Caught short I assured him it would happen before confronting Martin who mumbled a string of vague excuses about not enough fencing materials when he had gone up there, which didn’t explain at all why he hadn’t at least used the materials we had left.  But he had moved his machine on Thursday morning to another job, and wouldn’t be back for two weeks. I sucked this up. I can’t afford to lose Martin as an ally. He is invaluable. He made all the roads and bridges and you can always rely on him to turn up despite grumbling in true Mid Walian fashion about the weather and about the absurdity of the request “what do you want to do that for” is what he says about pretty much everything.

I was very committed to the Carbon Off set nursery and also to Joel and I felt I didn’t want to let him down but we simply did not have enough hands. Although employing all of these people had become rather expensive, I felt obligated to find a solution. I had seen a face book post by Jacqui our chef friend saying she didn’t know where she was going but she had four days off. Because the Llareggub project was running late, I suggested a working holiday - Jacqui is a farm girl as well and married to a very practical, can I say slightly autistic and precise surveyor so it seemed an ideal combination of folk to set up a rustic, pig sty and Sam’s extraordinary speccing of a solar powered electric fence line which would also power a live streaming of the pigs. Yes, really. I felt old too. [see Hogwarts live on the Chillderness web site}

Im not sure when I became responsible for Joel’s fence line, I thought he was going to provide his own electric fenceline. I said that I would do a solid better one and pay for it but use it myself temporarily for the pig-initiation before they foraged for themselves. Somehow I don’t think he read that memo all the way through, hastily garbled as it was at the corner of the estate on the previous Monday . As I said, when David and Inigo turned up there was more action than Agincourt and that’s where it all went wrong.
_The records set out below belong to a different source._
PR #5053, opened 2019-04-16
config_file: check result of git_array_alloc

tniessen:
`git_array_alloc` can return `NULL` if no memory is available, causing a segmentation fault in memset. This adds `GIT_ERROR_CHECK_ALLOC` similar to how other parts of the code base deal with the return value of `git_array_alloc`.

This is my first contribution to libgit2, please let me know if I made a mistake.


ethomson:
This is a good catch.  Thanks, @tniessen!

Friday morning, Joel turned up , with a pile of baby Christmas trees he was going to plant for his Christmas income in the pig pen . I thought Joel would see that we were committed to his fence line but he just saw Mike and Jacqui making a pigsty in his nursery and putting fence stakes exactly where he wanted them. He went a bit mad saying that we had deliberately chosen the one acre of 81 acres for his trees and we had essentially sabotaged the plan. PLUS he wouldn’t be talked to to explain that it had just all been too much for everyone and we were slogging our guts out to make a safe, sheep free space and if we could just get the pigs there for the weekend, because Dawn’s chemo dictated she couldn’t really keep the hogs, we could then let them out with the new electric fence line whilst looking after the trees.

He remained convinced that it was a conspiracy which was upsetting and adding insult to injury basically said I had totally failed to keep the sheep out and put fence signs up to prevent the human element letting them in.  I felt pretty hurt and glum and alone. Joel has been a real support over the rewilding ideas I have had but he has, of late just stopped communicating.I also felt glum because I feel a bit misunderstood and however much I explain myself he [ and everyone ] always think I am saying something different.

I am still not sure why he couldn’t triangulate an electric fence area from the solid fence we had created for him, save that the water would be a bit further away. I mean it is Wales and it does rain a lot.

His fallout caused me to fall into a bit of a depression, as I felt that was yet another promising relationship which had gone wrong. He has been a source of knowledge and support on the rewilding . But he made me feel a bit of a failure as he told us that as we hadn’t done “anything” and the sheep were damaging everything and he was going to take “his” trees elsewhere. I felt that my support system had been taken away. In hindsight, I think that the wheels had fallen off his personal bus and he couldn’t cope with the end of the season either. As David is not 100 percent behind my concept of rewilding, I am having a confidence crisis and getting nervous about whether we are doing the right thing by introducing the wild stock when we don’t even seem to be able to fence out the tame ones.